Abstract

In the accompanying article, we showed that AP5A displayed heterogenous vasoactive effects in rat resistance arteries. It induced a stable vasoconstriction in the superior epigastric artery (SEA) and a transient vasoconstriction in the mesenteric resistance artery (MrA). In the phenylephrine-precontracted MrA AP5A induced a marked vasorelaxation. In this study the noncompetitive inhibition of the AP5A-induced vasoconstriction with pyridoxal-phosphate-6-azophenyl-2′,4′-disulphonic acid was found to be significantly stronger in MrA than in SEA. The nonselective P2 purinoceptor antagonist suramin inhibited AP5A-induced vasoconstriction in MrA only. The vasoconstriction by the P2X purinoceptor agonist α,β-methylene ATP was inhibited by with pyridoxal-phosphate-6-azophenyl-2′,4′-disulfonic acid and suramin similarly to that induced by AP5A. Thus, the AP5A-induced vasoconstriction is due to P2X receptor activation, but two different P2X receptors seem to be operational in the two different vessels.
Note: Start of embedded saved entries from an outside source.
PR #1808, opened 2019-01-06
Proposal of sandboxing feature.

devnexen:
For now only used by the TLS server.

### DIFF
--- a/src/cli/sandbox.cpp
+++ b/src/cli/sandbox.cpp
@@ -1,0 +1,44 @@
+/*
+* (C) 2019 David Carlier <devnexen@gmail.com>
+*
+* Botan is released under the Simplified BSD License (see license.txt)
+*/
+
+#include "sandbox.h"
+#include <botan/build.h>
+
+#if defined(BOTAN_TARGET_OS_HAS_PLEDGE)
+  #include <unistd.h>
+#elif defined(BOTAN_TARGET_OS_HAS_CAP_ENTER)
+  #include <sys/capsicum.h>
+#endif
+
+namespace Botan_CLI {
+
+Sandbox::Sandbox()
+   {
+#if defined(BOTAN_TARGET_OS_HAS_PLEDGE)
+   m_name = "pledge";
+#elif defined(BOTAN_TARGET_OS_HAS_CAP_ENTER)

The AP5A-induced vasorelaxation of phenylephrine-precontracted MrA was inhibited by the P2Y₁ receptor antagonist ADP3′5′. The vasorelaxation induced by ADPβS (P2Y₁ agonist) also was inhibited by ADP3′5′. These findings suggest that AP5A-induced vasorelaxation of MrA is caused by P2Y₁ receptor activation. The P1 (A₂) receptor antagonist 3,7-dimethyl-1-propargylxanthine only slightly inhibited AP5A-induced vasorelaxation at high concentrations. Adenosine and the A₂receptor agonist CGS21680 failed to produce significant vasorelaxation. Therefore, vasorelaxation in MrA does not involve A₂purinoceptor activation. AP5A-induced vasorelaxation was not inhibited by Ca²⁺- or ATP-dependent K⁺ channel blockade with clotrimazole, apamin, or glibenclamide. These data indicate that vasoconstriction in MrA and SEA by AP5A is due to different P2X receptors, and vasorelaxation in precontracted MrA is due to P2Y₁ receptor activation.